Sticky Inflation

Sticky inflation is an undesirable economic situation where there is a combination of stubbornly high inflation, (and often stagnant growth).   Sticky inflation is often associated with cost-push factors, i.e. factors which cause a rise in the inflation rate but also lead to lower spending and economic growth.


Sticky inflation is also sometimes known as Stagflation – Rising prices, but stagnating economy. The UK experienced stagflation back in the 1970s as a result of cost-push inflation(higher oil prices and rising wages)

In 2008, we experienced a rise in inflation, but economic growth fell leading to recession. In 2011, we had a similar rise in inflation, but a fall in the growth rate.

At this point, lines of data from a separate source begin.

PR #23, opened 2026-02-24
CLI-32 Use non standard exit code for secret detection to avoid errors block agent

kirill-knize-sonarsource:
I have also cleaned up sonar verify hooks, that are leftovers form `sonar verify` A3S based Demos.

### DIFF
--- a/src/bootstrap/hook-templates.ts
+++ b/src/bootstrap/hook-templates.ts
@@ -1,244 +1,6 @@
 // Hook script templates for Claude Code integration
 
 /**
- * Unix hook template for prompt-based analysis (bash)
- */
-export function getHookPromptTemplateUnix(): string {
-  return String.raw`#!/bin/bash
-# SonarQube Analysis Hook for Claude Code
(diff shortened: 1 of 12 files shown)


src/bootstrap/hook-templates.ts
```diff
@@ -269,10 +31,10 @@ if [ -z "$file_path" ] || [ ! -f "$file_path" ]; then
 fi
 
 # Scan file for secrets
-sonar secret check --file "$file_path" > /dev/null 2>&1
+sonar analyze --file "$file_path" > /dev/null 2>&1
```
damien-urruty-sonarsource, line 34: Isn't it `sonar analyze secrets`?

damien-urruty-sonarsource (approved):

src/bootstrap/hook-templates.ts
kirill-knize-sonarsource: It's a shortcut for it, yes. It's the same now. As `sonar auth login` is the same as `sonar auth`. TBD it's what we want, but for now it's the case.

PR #506, opened 2024-05-31
fix: support numbered lists in docs to prevent crash

fhunleth:
This was triggered by hovering over `:gen_tcp.shutdown/2`.


.tool-versions
mhanberg, line 1: can you remove this change?

PR #510, opened 2024-06-05
fix(runtime): use correct archive locations (e.g. Hex) for bundled Elixir

soundmonster:
Set `MIX_ARCHIVES` explicitly to make sure to override any existing setting, e.g. from `asdf` or `mise`.

What happens on `main` currently is that `hex` is installed into whatever the environment variable `MIX_ARCHIVES` points at. The var is set by e.g. `mise`. So if the "regular" project setup is running on Elixir < 1.17, its installation of Hex will be overridden by NextLS and it stops working after that.

This patch makes sure to set `MIX_ARCHIVES` explicitly so the `hex` archive ends up in the right place.

### DIFF
--- a/lib/next_ls.ex
+++ b/lib/next_ls.ex
@@ -77,7 +77,8 @@ defmodule NextLS do
         :extensions,
         :registry,
         :bundle_base,
-        :mix_home
+        :mix_home,
+        :mix_archives
       ])
 
     GenLSP.start_link(__MODULE__, args, opts)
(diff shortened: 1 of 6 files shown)


soundmonster:
After a closer look I realized that installing into the right folder is only one part of it, we also need to make sure we call Hex from that place going forward. Hence the second commit that sets `MIX_ARCHIVES` in all places where `MIX_HOME` is being set. This makes sure to override what `asdf`/`mise` have set up, so that `hex` works with bundled `mix` even if it's not installed outside of the LSP.

mhanberg:
Thanks!

PR #525, opened 2024-06-24
chore(nix): updates to use nixpkgs elixir 1.17

adamcstephens:
I split the package out here, and dropped the makeOverridable. I can put this back if needed, but I think separating the package makes it clearer to reason about. It's also more similar to a nixpkgs package this way. :)

I discovered that erlang_27 actually depends on erlang_26 currently for ex_doc, so you have to compile both with beam_minimal. Anybody using your cache won't notice though.

I also wondered if the zig pinned release could be removed in favor of current unstable.

### DIFF
--- a/flake.nix
+++ b/flake.nix
@@ -18,28 +18,18 @@
   }: let
     inherit (nixpkgs) lib;
 
-    version = "0.23.0"; # x-release-please-version
-
     # Helper to provide system-specific attributes
     forAllSystems = f:
       lib.genAttrs systems (system: let
         pkgs = nixpkgs.legacyPackages.${system};
         zpkgs = zigpkgs.legacyPackages.${system};
-        beamPackages = pkgs.beam_minimal.packages.erlang_27;
-        otp = (pkgs.beam.packagesWith beamPackages.erlang).extend (final: prev: {
-          elixir_1_17 = prev.elixir_1_16.override {
-            rev = "v1.17.0";
-            # You can discover this using Trust On First Use by filling in `lib.fakeHash`
-            sha256 = "sha256-RBylCfD+aCsvCqWUIvqXi3izNqqQoNfQNnQiZxz0Igg=";
-            version = "1.17.0";
-          };
-
+        beamPackages = pkgs.beam_minimal.packages.erlang_27.extend (final: prev: {
           elixir = final.elixir_1_17;
           # This will get upstreamed into nix-beam-flakes at some point
           rebar = prev.rebar.overrideAttrs (_old: {doCheck = false;});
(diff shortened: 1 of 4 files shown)


flake.nix
```diff
@@ -18,28 +18,18 @@
...
-        beamPackages = pkgs.beam_minimal.packages.erlang_27;
-        otp = (pkgs.beam.packagesWith beamPackages.erlang).extend (final: prev: {
-          elixir_1_17 = prev.elixir_1_16.override {
-            rev = "v1.17.0";
-            # You can discover this using Trust On First Use by filling in `lib.fakeHash`
-            sha256 = "sha256-RBylCfD+aCsvCqWUIvqXi3izNqqQoNfQNnQiZxz0Igg=";
-            version = "1.17.0";
-          };
-
+        beamPackages = pkgs.beam_minimal.packages.erlang_27.extend (final: prev: {
```
mhanberg, line 26: i don't think we need to extend this anymore

mhanberg:
> I also wondered if the zig pinned release could be removed in favor of current unstable.

something is broken in nixpkgs for zig 0.11 right now, which we need, so we can't do that yet.

---

You'll halso have to change the `extra_files` entry in `release-please-config.json` to point to the package.nix file instead of flake.nix file

flake.nix
adamcstephens: I left this in because two erlangs have to be compiled for this config, both 26 and 27. https://github.com/NixOS/nixpkgs/issues/322168

I'm happy to remove it, but anybody building will have to wait on the slow rebar tests to run.

mhanberg: I think that happens anyway, when i pulled down the branch and my direnv starting booting up the nix develop shell, it compiled otp 26 and rebar

adamcstephens: Yeah we can't avoid compiling for now, but running the *tests* for rebar add significant time to the build. I'll pull it out since most users will be using the cache anyway.

mhanberg: Does extending it remove the tests?

adamcstephens: Yes. It's effectively an override for these nested packages allowing the tests to be disabled.

mhanberg: oh, is that what the `doCheck = false` is doing? I had copied that from an example previously and didn't pay it much attention.

adamcstephens: Yes :)

mhanberg (approved):
Just make the change to the release please config and looks good, thanks!

adamcstephens:
I think this should be good to go, unless you still wanted me to remove the rebar overrides.

mhanberg:
I checked out the branch locally and as my shell was booting up nix develop, its running the the rebar tests.

still better than before, will merge once i get a `nix build` passing locally

PR #1334, opened 2023-08-15
feat: add dropdown for category filter

d-loose:
* Exposes the category filter, introduced in #1324, as a dropdown on the search result page
* Generalizes the search provider mocks accordingly and adds new test cases


lib/src/snapd/snap_category_enum.dart
```diff
@@ -40,6 +40,11 @@ enum SnapCategoryEnum {
   utilities,
   unknown;
 
+  bool get hidden => switch (this) {
```
CarlosNihelton, line 43: Is not this `switch` an overkill over a trivial Boolean expression? Even considering that the list of values resulting in `true` can grow, it will still be a one-liner conjunction expression.

CarlosNihelton (approved):
A minor question on readability, otherwise LGTM 👍🏽

lib/src/snapd/snap_category_enum.dart
d-loose: Totally :D
I'll add at least one more 'hidden' category in the near future, but this can still be simplified a little - thanks

PR #1335, opened 2023-08-15
Fix launchpad builds

kenvandine:
Workaround pub get stack overflow


snap/snapcraft.yaml
```diff
@@ -34,8 +35,9 @@ parts:
     source: .
     plugin: nil
     override-build: |
-      set -eux
-      flutter pub get
+      # work around pub get stack overflow # https://github.com/dart-lang/sdk/issues/51068#issuecomment-1396588253
+      set +e
+      dart pub get
```
d-loose, line 40: Should we still add `set -eux` after the pub get command?

d-loose (approved):
Thanks!
LGTM :+1:

PR #1338, opened 2023-08-16
fix: dropdown button only works once

d-loose:
Thanks to @gerwitz for spotting this! Clicking on the '...' dropdown buttons containing the secondary actions on the manage and app pages only works once.

Turns out [this](https://github.com/ubuntu/app-store/pull/1322#discussion_r1289682273) doesn't actually work, since the `YaruOptionButton` doesn't get rebuild when the controller state changes, so we have to pass a closure that explicitly checks the controller state.


CarlosNihelton (approved):
LGTM 👍🏽 Good catch! That's a really subtle issue to spot in code.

Causes of Sticky Inflation

Cost-Push Factors Upward pressure on inflation could come from higher fuel prices, higher food prices and some supply constraints in key sectors. If inflation does remain above the government’s target of 2% it will limit the capacity for the MPC to cut interest rates. However, these cost-push factors can occur during low growth, therefore, the MPC may be reluctant to increase interest rates to reduce inflation because they are worried about growth

Expectations. Inflation is often sticky and difficult to reduce when people expect higher inflation. When people expect higher inflation, it can be more difficult to reduce it. (e.g. workers bargain for higher wages in anticipation of inflation.

Wage Push Inflation. If labour is able to push for higher wages, despite lower growth, then we could get a combination of rising inflation, but slow growth. This is especially a problem if a country is part of the single currency. If wages rise, they become uncompetitive leading to lower demand. Therefore there is an unwelcome combination of rising prices, but lower growth. If countries were not in a single currency, the uncompetitiveness would lead to a depreciation in the exchange rate to restore competitiveness and increase demand.

Temporary Inflation. Sticky inflation may occur due to a rise in tax rates (e.g. VAT) this increases the headline inflation rate, but the higher taxes reduce living standards leading to lower growth. Therefore, it is important to look at different measures of inflation which strip away temporary factors such as higher taxes.